Em relação à questão, nim =) eu pessoalmente não chamo de gnu/linux, primeiro porque as pessoas que sabem o que é o linux deverão saber o que é o GNU e se estão a usar software proveniente de lá ou não. As pessoas que não sabem o que é o linux não estão interessadas também em saber o que é o projecto GNU.
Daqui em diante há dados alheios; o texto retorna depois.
PR #765, opened 2019-11-21
Create payments for all exception records

rkondratowicz:
Currently, payments are only created for exception record when its classification is `NEW_APPLICATION`.

This PR changes this behaviour - payments are created for all exception record classifications.

https://tools.hmcts.net/jira/browse/BPS-865


rkondratowicz:
@lgonczar this is covered in the tests for `PaymentsProcessor`

lgonczar:
> @lgonczar this is covered in the tests for `PaymentsProcessor`

Then we should verify we call payments processor

rkondratowicz:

Concorco que o projecto GNU seja de louvar e isso tudo, mas não acho que seja tão linear como o RMS o põe. Opiniões...

----------

## AngusYoung

 *fernandotcl wrote:*   

> As ferramentas GNU foram e ainda são muito importantes para o sistema. Só que não são as únicas. Então, chamar de GNU/Linux também estaria errado porque excluiria muitas ferramentas.
> 
> ...

 

Cara, falou e disse  :Smile:  Ferramentas GNU são *muito* importantes para o sistema, mas chamar o sistema de GNU/Linux é esquecer do mérito de outras partes importantes do sistema como XFree, Mozilla, KDE e outros.

----------

## humpback

GNU/Linux. 

E eu deixo de lhe chamar GNU/Linux quando alguem conseguir compilar um kernel de linux sem usar a libc da GNU (isto vai acontecer no dia de são nunca, pois o kernel de Linux ao contrário do de BSD está altamente ligado a libc que usa (a titulo de curiosidade o pessoal de bsd ja consegui compilar e correr o kernel deles usando o ICC )). Aqui é que está (para mim) a verdadeira questão, não tem haver com as outras utils, porque o que não faltam é licencas ( cd /usr/portage/licences), o problema é mesmo de baixo nivel. Um kernel Linux sem uma Libc GNU não existe e "nunca" irá ser feito.

----------

## tqk_j

O argumento do Humpback foi o q mais me convenceu.

----------

## Gotterdammerung

 *tqk_j wrote:*   

> O argumento do Humpback foi o q mais me convenceu.

 

Concordo!

----------

## fernandotcl

O que eu acho é que demora demais pra falar G-N-U-Linux, e é mais fácil vender só como Linux também.  :Very Happy: 

----------

## tqk_j

 *fernandotcl wrote:*   

> O que eu acho é que demora demais pra falar G-N-U-Linux, e é mais fácil vender só como Linux também. 

 

ah... eu não falo Gê-eni-ú/Linux, mas sim Guinú/Linux

(a pronuncia em inglês se não me engano fica Gnew, algo assim)

----------

## jbrazio

Tambem o Windows se chama "Microsoft Windows" e nós simplesmente o tratamos por "Windows" ou "#!@($ de Sistema Operativo". O mais facil de falar é o que costuma sair sempre.

----------

## humpback

 :Smile: 

No dia a dia eu devo dizer GNU/Linux uns 5% das vezes. Mas ao escrever não custa nada adicionar o GNU, que é o que eu tento fazer.....

----------

## xef

A palavra GNU foi promovida a piada durante uns tempos na net portuguesa por causa das jantes carvalho que deitam fumo cumó ¢@®@łħø, por isso, pode ser que até ajude a chamar a atenção para o linux   :Twisted Evil:   :Twisted Evil:   :Twisted Evil: 

 *Quote:*   

> GNU és um GNU!!!

 

(para quem não percebeu isto é por causa de um mp3 com piadas que andou a circular na net recentemente)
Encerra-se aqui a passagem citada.